A system designed to collect, store, and manage data from multiple sources for analysis and business intelligence.
How does a Data Warehouse differ from a regular database?
A regular database (OLTP) is optimized for day-to-day transactions; a Data Warehouse (OLAP) focuses on historical data and analytics.
What are the four key characteristics of a Data Warehouse?
Subject-oriented, Integrated, Time-variant, and Nonvolatile.
Explain ‘subject-oriented’ in Data Warehousing.
Data is organized by business topics (sales, marketing, finance) rather than daily transactions.
What does ‘integrated’ mean in the context of a Data Warehouse?
Data from multiple sources is standardized and combined, ensuring consistency in formats, naming, and units of measure.
Define ‘time-variant’ in a Data Warehouse.
Data is associated with specific time periods, allowing historical analysis and trend identification.
Why is a Data Warehouse considered ‘nonvolatile’?
Once data is loaded, it is not updated in real-time; it is primarily read-only, preserving historical snapshots.
Name three types of Data Warehouses.
Enterprise Data Warehouse (EDW), Operational Data Store (ODS), and Data Mart.
What is an Enterprise Data Warehouse (EDW)?
A centralized, large-scale data repository that provides a unified approach to organizing and accessing data across the entire organization.
Describe an Operational Data Store (ODS).
A near real-time data store that helps with immediate reporting needs, bridging the gap between operational databases and the Data Warehouse.
What is a Data Mart?
A subset of a Data Warehouse focused on a specific department or function (e.g., sales, marketing) for faster, targeted analysis.
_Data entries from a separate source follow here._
PR #1034, opened 2016-03-28
Fixed practice widget having not enough exercises

Dantemss:
- Send email if Biglearn returns less than the expected number of exercises
- Use local exercises if BL doesn't return requested qty
- Returns api_error if no exercises can be found by BL or locally

### DIFF
--- a/app/routines/get_ecosystem_exercises_from_biglearn.rb
+++ b/app/routines/get_ecosystem_exercises_from_biglearn.rb
@@ -70,16 +70,24 @@ class GetEcosystemExercisesFromBiglearn
       end
     end
 
+    biglearn_count = numbers.size
+
+    Rails.logger.warn {
+      "Biglearn returned less exercises than requested. " +
+      "[pools: #{pools.inspect}, role: #{role.id}, needed: #{count}, got: #{biglearn_count}]"
+    } if biglearn_count < count
+
     exercises = ecosystem.exercises_by_numbers(numbers)
     fatal_error(code: :missing_local_exercises,
                 message: "Biglearn returned more exercises than were " +
                          "present locally. [pools: #{biglearn_pools.map(&:uuid)}, " +
                          "role: #{role.id}, requested: #{count}, " +
-                         "from biglearn: #{numbers.size}, " +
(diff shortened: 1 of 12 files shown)


app/routines/get_ecosystem_exercises_from_biglearn.rb
```diff
@@ -70,16 +70,24 @@ def exec(ecosystem:, role:, pools:, count:, difficulty: 0.5, allow_repetitions:
       end
     end
 
+    biglearn_count = numbers.size
+
+    Rails.logger.warn {
```
Dantemss: Developer email could replace this.

Dantemss:
To handle 0 exercises, modify PracticesController to not blow up if ResetPracticeWidget errors out.

app/routines/get_ecosystem_exercises_from_biglearn.rb
nathanstitt: @Dantemss  do you think the email should be from:
  1) it's own mailer
  2) `OpenStax::RescueFrom`. I suspect this is the way to go, except we don't really have an exception to be rescued from.   Maybe we'd need to add a `log_error` method to `RescueFrom`
  3) `ExceptionNotifier`

Dantemss: I think this decision is up to @jpslav

jpslav: I don't think we should use `RescueFrom` because we don't want to use an exception that breaks us out of this code (and `RescueFrom` is very exception-centric).

Almost seems like we need a `WarningMailer` or something that is used by a helper method that logs and emails:

```ruby
warn_log_and_email {
  # message here gets logged to warn and gets emailed to devs
} if biglearn_count < count
```

?

nathanstitt:
I think this is now doing the right thing?

Dantemss:
Seems good. Might need a tutor-js PR to display a nice message for the 422 error (if it does not handle that already).

jpslav:
Thanks @nathanstitt and @Dantemss!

List some common Data Warehousing tools.
IBM Datastage, Oracle, Amazon Redshift, SAP, Google BigQuery, and DOMO.
What are the three main DW architecture types?
Single-tier, two-tier, and three-tier. Three-tier (with database, OLAP server, and client tools) is the most widely used.
Why is selecting the right DW architecture important?
It depends on factors like organizational needs, resources, the complexity of data, and the reporting/analysis requirements.